By default, Amorphic system and AWS occupies some of the underlying resources (default ETL jobs, IAM roles) which are nearly 100.

The specified maximum limit is a consolidated count of all the below Amorphic resources created in the specific environment:

  • All connections (S3, Ext-API, JDBC Normal) except JDBC bulk load connection
  • ETL Jobs
  • All Workflow nodes
  • Forecast Jobs (Consumes IAM roles)
  • DeepSearch Indices (Consumes IAM roles)
  • Glue Endpoints with Dataset Access (Consumes IAM roles)
  • ML Notebooks with Dataset Access (Consumes IAM roles)
  • ETL Notebooks with Dataset Access (Consumes IAM roles)
  • Kinesis stream consumers (Consumes IAM roles)

For example, If it is a new Amorphic deployment and no other resources are created then user can create 900 ETL Jobs.

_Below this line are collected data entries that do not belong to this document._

PR #409, opened 2026-05-08
Optimize FUSE small-file hot paths

srstack:
## Summary
Optimize FUSE small-file hot paths to reduce writable reopen/read overhead and keep pending write-back reopen fast without unbounded memory growth.

## What changed
- preload writable small-file handles from read cache, pending shadow state, and write-back cache before falling back to remote stat/get
- serve clean writable-handle reads from already loaded write buffer ranges instead of always reading remotely
- avoid repeated small-file materialization by adding a read-only write-buffer view and reusing owned slices when populating the read cache
- keep write-back metadata in memory and cache small pending payloads for hot reopen/read/uploader paths
- bound the in-memory write-back payload cache with a 32MB LRU budget to avoid unbounded resident memory growth
- add focused tests and benchmarks covering read-cache hits, pending shadow/write-back reopen, and small-file flush/read paths

## Validation
- go test ./pkg/fuse
- go test ./pkg/fuse -run 'TestWriteBackCache_GetUsesInMemorySmallDataCache|TestWriteBackCache_LargeDataNotCachedInMemory|TestWriteBackCache_SmallDataCacheBudgetEvictsLRU|TestOpenWritable_PreloadsFromWriteBackCache|TestOpenWritable_OverwriteFromWriteBackCacheSkipsRemoteStat|TestWriteBackCache_RenamePending'
- go test ./pkg/fuse -run '^$' -bench 'BenchmarkDat9FS_SmallFileOpen/pending-writeback-overwrite' -benchmem -count 5

## Benchmark note
The pending write-back overwrite reopen benchmark stayed around 9-12 us/op after adding the bounded LRU payload cache, preserving the hot-path win while capping memory use.

## Summary by CodeRabbit

* **Refactor**
  * Improved file caching and buffer handling for safer, more memory-efficient access
  * Faster small-file opens/reads with new fast-paths that reduce remote stat/read calls
  * Write-back cache revamped to an in-memory metadata index with LRU payload caching for better performance

* **Tests**
  * Added micro-benchmarks for small-file open/read/flush
  * Expanded tests for cache semantics, eviction behavior, preload fast-paths, and write-back persistence

### DIFF
--- a/pkg/fuse/dat9fs.go
+++ b/pkg/fuse/dat9fs.go
@@ -463,6 +463,26 @@ func (fs *Dat9FS) preloadWritableHandle(ctx context.Context, fh *FileHandle) gof
 	return gofuse.OK
 }
 
+func (fs *Dat9FS) preloadWritableHandleFromReadCacheLocked(fh *FileHandle) bool {
+	if fs.readCache == nil || fh == nil || fh.Dirty == nil {
+		return false
+	}
+	if fh.OrigSize <= 0 || fh.OrigSize > smallFileThreshold || fh.BaseRev <= 0 {
+		return false
+	}
+
+	data, ok := fs.readCache.Get(fh.Path, fh.BaseRev)
+	if !ok {
+		return false
+	}
+	if _, err := fh.Dirty.Write(0, data); err != nil {
+		log.Printf("read-cache writable preload failed for %s: %v", fh.Path, err)
+		return false
+	}
+	fh.Dirty.ClearDirty()
+	return true
+}
+
 func (fs *Dat9FS) pendingKindForHandle(fh *FileHandle) PendingKind {
 	if fh.IsNew {
 		return PendingNew
@@ -538,7 +558,7 @@ func (fs *Dat9FS) stageShadowLocked(fh *FileHandle, durable bool) error {
 			return err
 		}
 	} else {
-		if err := fs.shadowStore.WriteFull(fh.Path, fh.Dirty.Bytes(), fh.BaseRev); err != nil {
+		if err := fs.shadowStore.WriteFull(fh.Path, fh.Dirty.bytesView(), fh.BaseRev); err != nil {
 			return err
 		}
 		fh.ShadowReady = true
@@ -573,7 +593,7 @@ func (fs *Dat9FS) snapshotWriteBackLocked(fh *FileHandle) error {
 	}
 	return fs.writeBack.PutWithBaseRev(
 		fh.Path,
-		fh.Dirty.Bytes(),
+		fh.Dirty.bytesView(),
 		fh.Dirty.Size(),
 		fs.pendingKindForHandle(fh),
 		fh.BaseRev,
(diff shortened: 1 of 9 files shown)


srstack:
Addressed this round of review feedback and pushed commit 0a50d0d.

This update includes:
- preserving WriteBackSeq when preloading writable reopens from the write-back cache so unchanged reopen/close does not fall back to synchronous upload
- fixing the zero-length read edge case on the clean writable-buffer path by returning early with an empty result
- pruning stale write-back metadata immediately when the payload file is missing so pending state cannot get stuck
- skipping PendingConflict entries in ListPending so recovery does not resubmit terminal conflict entries
- adding regression coverage for overwrite preload reads, WriteBackSeq preservation, zero-length reads, missing payload cleanup, and conflict skipping

Validation:
- go test ./pkg/fuse -run 'TestWriteBackCache_GetViewPrunesMissingLargeData|TestWriteBackCache_ListPending_SkipsConflictEntries|TestOpenWritable_OverwriteFromWriteBackCacheSkipsRemoteStat|TestReadZeroLengthFromWritableCleanBuffer'
- go test ./pkg/fuse

qiffang:
## @dat9-dev1 Review: Small-file Hot Path Optimization — ✅ APPROVE

### Architecture

5 optimizations reducing remote calls and memory copies for writable reopen/read:
1. Open writable preloads from readCache / writeback cache / shadow before falling back to remote
2. Clean writable handle Read serves already-loaded parts from WriteBuffer
3. `bytesView()` returns read-only view for small files, avoiding `Bytes()` allocate+copy
4. `PutOwned()` zero-copy write into readCache (caller transfers ownership)
5. WriteBackCache adds in-memory metadata index + LRU-bounded 32MB payload cache

### Correctness Verified

- **`bytesView()` call sites**: All 4 are safe — `stageShadowLocked` (disk write), `snapshotWriteBackLocked` (PutWithBaseRev makes internal copy via cacheDataLocked), `flushHandleDebounced` (immediate make+copy), `flushHandle` (handle lock held during HTTP PUT).
- **`getView` concurrency**: Returns in-memory slice then releases `c.mu`. Safe because `cacheDataLocked` always creates new slices (make+copy); LRU eviction only deletes map entries, never mutates backing arrays.
- **Open preload ordering**: shadow → writeback → (BaseRev==0? remote stat) → readCache → remote full. Correct — readCache needs BaseRev for revision matching, placed after stat.
- **`dirty-clean-buffer` Read**: Checks `IsPartLoaded` for all parts in range; falls through to remote if any part is missing. Conservative and correct.
- **WriteBackCache metadata index**: `GetMeta` returns copy from memory (no disk I/O). `ListPending` still reconciles from disk for crash recovery. `nextGen` restored from max on-disk generation to prevent counter reuse.
- **LRU payload cache**: Bounded by `dataMaxBytes=32MB`, only caches payloads ≤ `smallFileThreshold`. `dataBytes` accounting consistent across all insert/delete/evict paths. `RenamePending` correctly migrates data cache entry.

1. `loadWritableHandleFromWriteBackLocked`: `fh.OrigSize = int64(len(data))` uses actual data length rather than `meta.Size`. If `.dat` file is truncated on disk, these could diverge. Low risk since in-memory cache path guarantees consistency.
2. `cacheDataLocked`: calls `touchDataLocked` after `PushFront` for new entries — redundant MoveToFront. No correctness impact.

### Tests

14 new tests + 3 benchmarks covering: read-cache writable preload, writeback preload (skip remote stat), zero-length read, pending shadow skip, LRU budget eviction, generation counter reopen, large data exclusion, corrupt meta pruning, conflict entry filtering.

srstack:
Addressed the latest review feedback and pushed commit aa51853.

**What changed**
- Validate scanned `.meta` entries before trusting `meta.Path`.
- Reject entries with an empty path.
- Reject entries whose scanned filename does not match `hashPath(meta.Path)+".meta"`.
- Remove the scanned `.meta` / `.dat` pair when an entry is invalid, both during startup recovery and `ListPending` reconciliation.

**Regression coverage**
- `TestNewWriteBackCache_PrunesMismatchedMetaPath`
- `TestWriteBackCache_ListPending_PrunesEmptyMetaPath`

**Validation**
- `go test ./pkg/fuse -run 'TestNewWriteBackCache_PrunesMismatchedMetaPath|TestWriteBackCache_ListPending_PrunesEmptyMetaPath|TestWriteBackCache_ListPending_CorruptMeta|TestWriteBackCache_GetViewPrunesMissingLargeData'`
- `go test ./pkg/fuse`

PR #410, opened 2026-05-08
feat: make inline storage threshold server-configurable

qiffang:
## Summary

- Make the DB-inline vs S3 storage cutoff (`smallFileThreshold`) and the synchronous text-extraction cap (`textExtractMaxBytes`) configurable on the server via env vars `DRIVE9_INLINE_THRESHOLD` / `DRIVE9_TEXT_EXTRACT_MAX_BYTES` (defaults unchanged: 50KB / 8KB).
- Server is the single source of truth: it advertises `inline_threshold` via `GET /v1/status`. Clients fetch lazily, cache via `atomic.Int64`, and only consume the once-guard on a successful response so transient warm failures retry rather than getting stuck on the local fallback.
- FUSE `Dat9FS.Init` synchronously warms with a bounded timeout (`inlineThresholdWarmTimeout = 5s`, var-overridable for tests) so the very first Create/Write/Flush/commit-queue decision sees the negotiated value. Hot paths use `CachedSmallFileThreshold()` and never trigger network I/O.
- CLI: `NewFromEnv` stays cold; only `cp` / `sh` use `NewFromEnvWithWarm` so read-only commands (ls/cat/stat/rm/grep/find) don't pay an extra RTT.

## Why one threshold, not two

Splitting into `DBInlineThreshold` (DB vs S3) and `DirectPutThreshold` (simple PUT vs V2 multipart) is tempting for performance, but with the current simple-PUT path it would re-introduce the server as a data-plane proxy: bodies above the inline cutoff would have to flow through the server process and `PutObject` to S3. The V2 multipart protocol exists specifically to avoid that. Keeping the two decisions tied means raising the threshold has predictable cost (TiDB blob column growth, not server bandwidth + memory). Documented inline at `pkg/backend/dat9.go`.

## Backwards compatibility

- **Reads**: completely unaffected. `ReadPlanCtx` consults persisted `StorageType` metadata, never the threshold. Files written under any threshold remain readable by any client.
- **Old client + new (higher) server threshold**: ✓ — old client still writes >50KB via V2 multipart; server accepts and stores in S3. No correctness issue, just foregoes some perf.
- **New client + old server (no `inline_threshold` field)**: ✓ — client falls back to compiled `DefaultSmallFileThreshold = 50_000`.
- **Transient warm failure (5xx, timeout)**: ✓ — failure doesn't consume the once-guard; next call (e.g. when server recovers) refetches.

## Test plan

- [x] `go test ./pkg/backend/ ./pkg/server/ ./pkg/client/ ./pkg/fuse/ -count=1`
- [x] `go test ./pkg/client/ ./pkg/fuse/ -count=1 -race` (atomic cache, no goroutine race)
- [x] New tests:
  - `TestConfigurableInlineThreshold` — backend `Options.InlineThreshold` / `TextExtractMaxBytes` propagation across `shouldStoreInDB` / `IsLargeFile` / `extractText`, including 0/negative fallback.
  - `TestTenantStatusReturnsInlineThreshold` — `/v1/status` echoes configured value.
  - `TestSmallFileThresholdCachesFromServer` / `FallsBackWhenServerOmits` / `LookupFailureCachesZero` / `CachedSmallFileThresholdDoesNotFetch` / `OverrideShortCircuits` / `ConcurrentReadersAreRaceFree` — client cache semantics.
  - `TestInitSynchronouslyWarmsInlineThreshold` / `TestInitWarmTimeoutFallsBackToDefault` — FUSE Init blocks on warm with bounded timeout, falls back cleanly on stall.

## Summary by CodeRabbit

* **New Features**
  * Server exposes a configurable inline-threshold via status; clients can warm and cache it.
  * New environment variables to configure inline threshold and text-extract max bytes.
  * Filesystem mount path performs an optional warmup to adopt server upload behavior.

* **Improvements**
  * Upload/read/write decisions now honor negotiated thresholds with sensible fallbacks for safer direct PUT vs multipart.

* **Tests**
  * Extensive tests added for negotiation, caching, warmup, thresholds, and boundary behaviors.

### DIFF
--- a/cmd/drive9-server-local/main.go
+++ b/cmd/drive9-server-local/main.go
@@ -578,6 +578,15 @@ func buildBackendOptionsFromEnv() (backend.Options, error) {
 		return backend.Options{}, fmt.Errorf("DRIVE9_MAX_TENANT_STORAGE_BYTES must be a positive integer")
 	}
 
+	opts.InlineThreshold = envInt64("DRIVE9_INLINE_THRESHOLD", backend.DefaultInlineThreshold)
+	if opts.InlineThreshold <= 0 {
+		return backend.Options{}, fmt.Errorf("DRIVE9_INLINE_THRESHOLD must be a positive integer")
+	}
+	opts.TextExtractMaxBytes = envInt64("DRIVE9_TEXT_EXTRACT_MAX_BYTES", backend.DefaultTextExtractMaxBytes)
+	if opts.TextExtractMaxBytes <= 0 {
+		return backend.Options{}, fmt.Errorf("DRIVE9_TEXT_EXTRACT_MAX_BYTES must be a positive integer")
+	}
+
 	// Quota enforcement source: "tenant" (default) or "server" (central server DB).
 	switch qs := strings.ToLower(strings.TrimSpace(os.Getenv("DRIVE9_QUOTA_SOURCE"))); qs {
 	case "", "tenant":
--- a/cmd/drive9-server/main.go
+++ b/cmd/drive9-server/main.go
@@ -249,6 +249,7 @@ func main() {
 			VaultMasterKey:   vaultMasterKey,
 			S3Dir:            s3cfg.Dir,
 			MaxUploadBytes:   maxUploadBytes,
+			InlineThreshold:  backendOptions.InlineThreshold,
 			Logger:           srvLogger,
 			SemanticEmbedder: semanticEmbedder,
 			SemanticWorkers:  semanticWorkerOpts,
@@ -266,6 +267,7 @@ func main() {
 		VaultIssuerURL:   vaultIssuerURL(addr),
 		S3Dir:            s3cfg.Dir,
 		MaxUploadBytes:   maxUploadBytes,
+		InlineThreshold:  backendOptions.InlineThreshold,
 		Logger:           srvLogger,
 		SemanticEmbedder: semanticEmbedder,
 		SemanticWorkers:  semanticWorkerOpts,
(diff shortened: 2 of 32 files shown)


qiffang:
**Review: APPROVE**

Well-structured configurable inline threshold. Key verification:

1. **Client cache**: Correct double-checked locking replacing `sync.Once` — transient failures don't permanently cache zero, next caller retries.
2. **FUSE threshold split**: Protocol-boundary decisions (flush routing, prefetcher, commit queue) use dynamic `inlineThreshold()`. Memory-pressure decisions (ReadCache Put/Get, commit-queue cache seeding) correctly stay on static `defaultSmallFileThreshold`.
3. **WriteBuffer per-buffer threshold**: All 6 references consistently use `wb.smallFileMax`, set via `SetSmallFileMax` from `fs.newWriteBuffer`.
4. **CommitQueue**: `directPutThreshold()` reads `CachedSmallFileThreshold()` — no network side-effect on hot commit path.
5. **Backwards compat**: Old client works with new server (just foregoes perf). New client falls back cleanly with old server.
6. **Test coverage**: Comprehensive — client cache semantics (6 tests), FUSE Init warm + timeout fallback, backend options propagation, server status response.

Minor non-blocking: `inlineThreshold()` lazy store into `smallFileMax` is a benign race but could be removed since `warmInlineThreshold` in Init should handle it.

srstack (changes requested):
Found one correctness issue that should be fixed before merge.

When the server is configured with `DRIVE9_INLINE_THRESHOLD` lower than the compiled 50KB default, a failed `/v1/status` warmup makes the client and FUSE fall back to `DefaultSmallFileThreshold`. That is not safe for lowered thresholds: files between the real server threshold and 50KB are sent via direct PUT, while the server treats them as large files and rejects them at the `b.IsLargeFile(cl)` gate with `missing X-Dat9-Part-Checksums header`.

Relevant paths:

- `pkg/client/transfer.go`: `uploadThreshold` falls back to `DefaultSmallFileThreshold` when the cache is empty.
- `pkg/fuse/dat9fs.go`: FUSE hot paths do the same via `inlineThreshold`.
- `pkg/server/server.go`: direct PUTs at or above the configured threshold require multipart checksums.

This means CLI/FUSE uploads can fail after a transient status timeout or 5xx whenever operators lower the inline threshold. A robust fix would be to either retry/fetch status before choosing direct PUT when the cache is empty, or fall back to multipart after this specific direct-PUT rejection. The new targeted tests pass, but they do not cover the lowered-threshold + warm-failure case.

Verification run locally:

`go test ./pkg/client ./pkg/fuse ./pkg/server -run 'TestSmallFileThreshold|TestInitSynchronouslyWarmsInlineThreshold|TestInitWarmTimeoutFallsBackToDefault|TestTenantStatusReturnsInlineThreshold' -count=1`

Even if user creates 900 ETL jobs there are some restrictions for the job executions based on the type of network configuration:

  • Public - No restrictions
  • App-Public – Based on the Glue Public Subnet CIDR range specified during the Amorphic deployment. If it is /24 then only 254 DPUs can run at a time (For ex: Can execute approximately 25 ETL spark jobs with 10 DPUs at once)
  • App-Private - Based on the Glue Private Subnet CIDR range specified during the Amorphic deployment. If it is /24 then only 254 DPUs can run at a time (For ex: Can execute approximately 25 ETL spark jobs with 10 DPUs at once)
ActionLimit
Maximum concurrent executions of different ETL jobs50**
Maximum concurrent executions of same ETL job1000***

** Maximum is calculated based on the AWS default limit of 1000 ETL Jobs and 1000 IAM roles in new AWS account. If both the AWS Glue job limit and IAM role limit is increased to a new higher limit then the limit will be calculated accordingly.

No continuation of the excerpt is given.